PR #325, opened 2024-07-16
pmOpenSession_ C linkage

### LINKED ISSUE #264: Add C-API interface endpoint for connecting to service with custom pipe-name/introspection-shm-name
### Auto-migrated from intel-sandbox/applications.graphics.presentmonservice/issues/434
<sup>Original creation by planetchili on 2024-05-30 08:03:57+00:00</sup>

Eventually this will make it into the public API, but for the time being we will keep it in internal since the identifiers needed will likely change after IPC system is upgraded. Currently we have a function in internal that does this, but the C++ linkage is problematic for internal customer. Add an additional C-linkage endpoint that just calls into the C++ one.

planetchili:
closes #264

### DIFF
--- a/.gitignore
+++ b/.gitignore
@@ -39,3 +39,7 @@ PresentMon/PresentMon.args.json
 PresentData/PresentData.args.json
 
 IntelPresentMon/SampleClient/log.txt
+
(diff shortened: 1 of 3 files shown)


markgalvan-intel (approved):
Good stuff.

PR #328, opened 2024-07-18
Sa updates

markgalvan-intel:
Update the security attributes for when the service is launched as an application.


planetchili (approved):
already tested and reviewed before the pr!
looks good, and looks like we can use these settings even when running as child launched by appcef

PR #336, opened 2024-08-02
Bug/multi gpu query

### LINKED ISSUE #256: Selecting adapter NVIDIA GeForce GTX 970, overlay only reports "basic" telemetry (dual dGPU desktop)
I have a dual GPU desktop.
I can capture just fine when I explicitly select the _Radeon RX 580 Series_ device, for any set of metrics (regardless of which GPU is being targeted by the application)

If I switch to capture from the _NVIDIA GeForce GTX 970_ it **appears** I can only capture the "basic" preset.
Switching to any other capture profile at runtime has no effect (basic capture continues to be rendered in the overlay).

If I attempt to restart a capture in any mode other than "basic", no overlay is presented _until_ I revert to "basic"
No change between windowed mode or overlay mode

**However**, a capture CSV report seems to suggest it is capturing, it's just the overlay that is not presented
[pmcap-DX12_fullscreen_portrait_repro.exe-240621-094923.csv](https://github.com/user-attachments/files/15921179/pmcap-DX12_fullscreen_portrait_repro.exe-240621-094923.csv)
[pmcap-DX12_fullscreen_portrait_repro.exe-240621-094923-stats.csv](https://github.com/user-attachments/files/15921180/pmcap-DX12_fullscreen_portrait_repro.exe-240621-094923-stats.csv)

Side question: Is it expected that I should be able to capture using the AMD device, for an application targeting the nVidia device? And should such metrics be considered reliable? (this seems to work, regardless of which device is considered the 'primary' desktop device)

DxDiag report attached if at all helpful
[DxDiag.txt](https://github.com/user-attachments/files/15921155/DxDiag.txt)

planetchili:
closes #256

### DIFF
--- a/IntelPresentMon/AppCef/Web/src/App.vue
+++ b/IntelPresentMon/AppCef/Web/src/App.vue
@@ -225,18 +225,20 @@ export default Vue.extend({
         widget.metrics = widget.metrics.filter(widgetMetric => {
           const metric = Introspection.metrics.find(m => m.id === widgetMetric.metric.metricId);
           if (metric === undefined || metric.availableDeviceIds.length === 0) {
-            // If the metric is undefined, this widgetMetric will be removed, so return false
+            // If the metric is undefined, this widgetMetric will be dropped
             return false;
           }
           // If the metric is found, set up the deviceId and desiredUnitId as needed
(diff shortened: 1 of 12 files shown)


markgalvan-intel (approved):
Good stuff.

-----

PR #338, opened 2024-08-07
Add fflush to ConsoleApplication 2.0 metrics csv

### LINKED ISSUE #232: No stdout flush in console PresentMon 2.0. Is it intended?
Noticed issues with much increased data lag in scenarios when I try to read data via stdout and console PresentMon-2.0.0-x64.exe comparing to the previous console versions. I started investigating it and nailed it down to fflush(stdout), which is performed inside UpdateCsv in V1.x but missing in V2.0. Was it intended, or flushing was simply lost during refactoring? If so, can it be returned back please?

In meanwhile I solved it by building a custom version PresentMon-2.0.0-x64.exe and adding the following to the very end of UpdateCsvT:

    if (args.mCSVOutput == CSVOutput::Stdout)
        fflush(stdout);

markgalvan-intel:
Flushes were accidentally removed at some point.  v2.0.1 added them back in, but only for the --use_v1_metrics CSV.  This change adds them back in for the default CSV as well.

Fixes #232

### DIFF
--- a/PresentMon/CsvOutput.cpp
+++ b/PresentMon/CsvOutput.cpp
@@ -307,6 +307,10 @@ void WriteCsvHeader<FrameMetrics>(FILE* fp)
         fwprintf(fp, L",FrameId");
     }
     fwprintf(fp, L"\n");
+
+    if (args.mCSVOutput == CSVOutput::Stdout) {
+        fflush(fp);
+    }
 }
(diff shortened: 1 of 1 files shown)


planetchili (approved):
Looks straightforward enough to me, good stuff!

-----

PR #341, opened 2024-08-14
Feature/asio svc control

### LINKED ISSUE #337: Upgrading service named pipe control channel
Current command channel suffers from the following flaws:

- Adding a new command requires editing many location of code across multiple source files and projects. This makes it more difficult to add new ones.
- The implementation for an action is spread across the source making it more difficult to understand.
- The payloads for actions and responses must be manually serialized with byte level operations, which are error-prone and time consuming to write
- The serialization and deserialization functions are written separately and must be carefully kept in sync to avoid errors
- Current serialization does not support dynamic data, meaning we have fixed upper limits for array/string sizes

-----

YOUR OBJECTIVE =
Please copy the lines above from the line with "PR #336, opened 2024-08-02" up to and including the line with "If I attempt", exactly as written and with nothing else.

YOUR SOLUTION =
PR #336, opened 2024-08-02
Bug/multi gpu query

### LINKED ISSUE #256: Selecting adapter NVIDIA GeForce GTX 970, overlay only reports "basic" telemetry (dual dGPU desktop)
I have a dual GPU desktop.
I can capture just fine when I explicitly select the _Radeon RX 580 Series_ device, for any set of metrics (regardless of which GPU is being targeted by the application)

If I switch to capture from the _NVIDIA GeForce GTX 970_ it **appears** I can only capture the "basic" preset.
Switching to any other capture profile at runtime has no effect (basic capture continues to be rendered in the overlay).

If I attempt to restart a capture in any mode other than "basic", no overlay is presented _until_ I revert to "basic"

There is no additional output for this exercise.